I didn’t plan on becoming a thief and a spy. But options are limited for the half-breed daughter of a Fae lord. My father abandoned me but at least I inherited some of his magic, and my skills with charms and glamours mean that few are as good at uncovering secrets others wish to hide. Right now the city has many secrets. And those who seek them pay so well…

I never expected to stumble across a Templar Knight in my part of the city. Guy DuCaine is sworn to duty and honor and loyalty — all the things I’m not. I may have aroused more than his suspicion but he belongs to the Order and the human world. So when treachery and violence spill threaten both our kind, learning to trust each other might be the only thing that saves us.

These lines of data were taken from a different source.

PR #693, opened 2020-06-25
Initial set up transcriptions

mirjamverloop:


tests/unit/components/browse/ContentCardSection.spec.js
```diff
@@ -96,7 +96,7 @@ describe('components/browse/ContentCardSection', () => {
       wrapper.setProps({
         section: {
           hasPartCollection: {
-            items:[
+            items: [
```
lbiedinger, line 99: this was just flagged by the linter, nothing to do with this PR

pages/item/_.vue
```diff
@@ -135,7 +135,7 @@
                   </b-card-text>
                 </b-tab>
                 <b-tab
-                  v-if="showTranscription"
+                  v-if="mediaTranscription.length >= 1"
```
alansutherland, line 138: Can we use the strict equality operator `>==`

mirjamverloop: I am not sure if this exists in JavaScript.

alansutherland: @mirjamverloop it exists in Javascript, it's works the same as >= but avoids type conversion. so for example 
1 == "1" // true
1 === "1" // false
https://stackoverflow.com/a/359509/2474466

PR #699, opened 2020-06-30
Entity listing pages

alansutherland:


pages/collections/_type/index.vue
```diff
@@ -0,0 +1,110 @@
...
+        <b-card-group
+          class="card-deck-4-cols"
+          deck
+          :data-qa="`${ this.$route.params.type} listing page`"
+        >
+          <ContentCard
+            v-for="entity in entities"
+            :key="entity.id"
+            :title="entity.prefLabel[$i18n.locale]"
+            :url="entity.id"
```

But even if a spy and a holy knight can work together, finding the key to peace is never going to be easy…

I was a little sad to learn that each installment in the Half-Light City series showcases a different couple; after having really enjoyed Shadow Kin I was reluctant to say goodbye to Lilly and Simon. However, I decided to give Guy and Holly the benefit of the doubt. Unfortunately, much to my chagrin, I found Blood Kin to be only a so-so read. The female protagonist in this book didn’t manage to capture my interest the way that her predecessor did and the plot isn’t nearly as compelling. I did enjoy the politics and the Steampunk-y feel of Scott’s universe and am interested in seeing if this series evens out in 2013 with the third novel.

My feelings towards this book’s characters are the opposite of what I felt towards Lilly and Simon. In the first novel I adored the female heroine but didn’t care for the male protagonist overly much while as in Blood Kin I fell in love with Guy but only had lukewarm feelings towards Holly. I wonder if Scott planned it that way? The Templar Knight was very, well… knightly, as you’d expect. He’s honorable, loyal and a devote practitioner. It was interesting watching him take a walk on the “dark side”; from learning the fine art of spying to tackling the slippery slope of inter-racial politics. He’s the ultimate good guy and Holly is tasked with helping him step away from his comfort zone which proves to be as entertaining as it is traumatic.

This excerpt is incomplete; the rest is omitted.